Seaside Garden

Client Brief. The masterplan for this gently sloping seaside garden was designed with a restrained modern Italianate aesthetic in mind. The clients desired enhanced privacy, enhanced views of the sea and enhanced entertainment areas.

Philosophy. The design was guided by the idea of creating a serene and beautiful space with simplicity, structure and minimal upkeep. The philosophy grounded in minimalism, sharp lines and a confidence in the dynamism between static materials (stone, yews and boxwoods) and materials that move (art that glitters, plants in the wind, flames of fire).

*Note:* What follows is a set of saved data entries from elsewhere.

PR #1611, opened 2023-09-04
koord-scheduler: optimize NUMA Topology Manager interface

eahydra:

Convert the Allocate method to Admit, which is only used to calculate the optimal topology Hint, and store the Best Hint of each node in the Store. In the subsequent Score, Reserve and other stages, the Hint of the node can be queried through the Store. Once a Hint is determined, it cannot be changed, otherwise it will conflict with future functions that support Reservation/Preemption on NUMA-Aware.

### V. Checklist


jasonliu747 (approved):
/lgtm

hormes (approved):

PR #1640, opened 2023-09-11
koordlet: report NRT zone resources mergeable

saintube:

1. statesinformer: revise NRT reporting, mergeable update ZoneList so as to cooperate with NRT reporting of the other components.

### V. Checklist

### DIFF
--- a/pkg/koordlet/statesinformer/impl/states_noderesourcetopology.go
+++ b/pkg/koordlet/statesinformer/impl/states_noderesourcetopology.go
@@ -57,8 +57,6 @@ import (
 
 const (
 	nodeTopoInformerName PluginName = "nodeTopoInformer"
-
-	NodeZoneType = "Node"
 )
 
 type nodeTopologyStatus struct {
@@ -100,8 +98,8 @@ func (n *nodeTopologyStatus) updateNRT(nrt *v1alpha1.NodeResourceTopology) {
 
 	nrt.TopologyPolicies = []string{string(n.TopologyPolicy)}
 
-	// TBD: merge with the existing
-	nrt.Zones = n.Zones
+	// trim useless zone name and merge with the existing zone list
+	nrt.Zones = util.MergeZoneList(nrt.Zones, n.Zones)
 }
 
 type nodeTopoInformer struct {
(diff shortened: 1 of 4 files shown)


pkg/koordlet/statesinformer/impl/states_noderesourcetopology.go
```diff
@@ -100,8 +98,8 @@ func (n *nodeTopologyStatus) updateNRT(nrt *v1alpha1.NodeResourceTopology) {
 
 	nrt.TopologyPolicies = []string{string(n.TopologyPolicy)}
 
-	// TBD: merge with the existing
-	nrt.Zones = n.Zones
+	// trim useless zone name and merge with the existing zone list
+	nrt.Zones = util.MergeZoneList(util.TrimZoneList(nrt.Zones, "fake-name"), n.Zones)
```
zwzhang0107, line 102: is the `fake-name` still necessary?

pkg/util/resource.go
```diff
@@ -118,3 +126,114 @@ func IsResourceDiff(old, new corev1.ResourceList, resourceName corev1.ResourceNa
...
+		}
+		for resourceName, quantityB := range resourceListB {
+			resourceListA[resourceName] = quantityB
+		}
+	}
+
+	return ZoneResourceListToZoneList(zoneResourcesA)
+}
+
+func IsZoneListResourceEqual(a, b v1alpha1.ZoneList) bool {
```
zwzhang0107, line 207: not used yet

pkg/koordlet/statesinformer/impl/states_noderesourcetopology.go
saintube: Currently, the NRT is created firstly with no actual zone resources and updated later. It still keeps the `fake-name` in creation to avoid breaking up other components like the scheduler's assumption.

pkg/util/resource.go
saintube: It is prepared for the controller's usage.

pkg/koordlet/statesinformer/impl/states_noderesourcetopology.go
saintube: Removed. There was no at least one zone assumption so the `fake-name` makes nonsense.

hormes (approved):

Design. Several terraces for entertaining, gardening and contemplation were created on this sloped site. The central lawn consists of a square colonnade of pleached trees with a central water feature. Near the house and near the sea, enhanced areas for dining were created with a fire table the central feature in the latter. Strong lines were created with yews, boxwood, cypresses while paired with frothy purple flowering plants such as lavender and verbena bonariensis. The architecture of the house was softened with boxwoods, mounded boxwoods in pots and bright plants that move and dance in the wind. Sculptural Amelancheir lamarckii create four-season interest throughout the site. The selection of Escallonia iveyi is seaside perfect and carpets a bank in dark evergreen foliage and white flowers. The entire is architecturally up-lit. Beige paving will replace the old copper-coloured paving in spring 2016.

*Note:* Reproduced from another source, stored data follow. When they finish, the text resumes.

PR #1660, opened 2023-09-15
koord-manager: fix  LessThanOrEqual in elastic quota

shaloulcy:

fix LessThanOrEqual for elastic quota webhook

### V. Checklist

### DIFF
--- a/pkg/util/resource_test.go
+++ b/pkg/util/resource_test.go
@@ -1067,3 +1067,82 @@ func TestIsZoneListResourceEqual(t *testing.T) {
 		})
 	}
 }
+
+func TestLessThanOrEqualEnhanced(t *testing.T) {
+	tests := []struct {
+		name   string
+		a      corev1.ResourceList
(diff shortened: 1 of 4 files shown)


pkg/util/resource_test.go
```diff
@@ -371,3 +371,70 @@ func TestQuantityPtr(t *testing.T) {
...
+				corev1.ResourceMemory: *resource.NewQuantity(1024, resource.BinarySI),
+			},
+			b: corev1.ResourceList{
+				corev1.ResourceCPU:    *resource.NewQuantity(10, resource.DecimalSI),
+				corev1.ResourceMemory: *resource.NewQuantity(1024, resource.BinarySI),
+			},
+			expect: true,
+		},
+		{
+			name: "is equal",
```
eahydra, line 1091: same case name with case1.
And missed case a > b.

shaloulcy: done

1. Seating and Water Feature. Three individual benches are recessed into plantings under tree canopies. Inside the circular seating area are additional benches for small groups of people. A focal point of the garden, the space feels like a refuge and embrace and is where a spherical water fountain is surrounded by a cluster of smooth river rocks. From here, paving radiates outward like water ripples from a pebble dropped in water.

2. Flower beds. A restful, naturalistic planting of sumptuous purples and blue is set against Corten steel art designed by Kathryn Aalto. The flower composition is composed of plants that are mostly drought-tolerant so that maintenance is minimised. Mounded boxwoods add structure and evergreen colour to beds of herbaceous perennials.

3. Year-round interest. Evergreen hedges of hornbeam and box define the space in all seasons. They add serenity, simplicity and greenery to the garden. The sculptural and multi-stemmed Amelanchier canadensis will be carefully trimmed to not exceed 3 metres. They offer interest all year-round: white flowers in spring, berries in summer and a flush of crimson and orange leaves in autumn. They are a repeating motif in the garden and create moving swirls of dappled light on the paving as the sun passes overhead.

4. Paving. Slate pavers add a sophisticated and contemporary feel to the garden.

5. Vegetable beds. Raised Corten steel planters provide a place for tending herbs and flowers and is a place for patients to get their hands in dirt and feel a part of nature.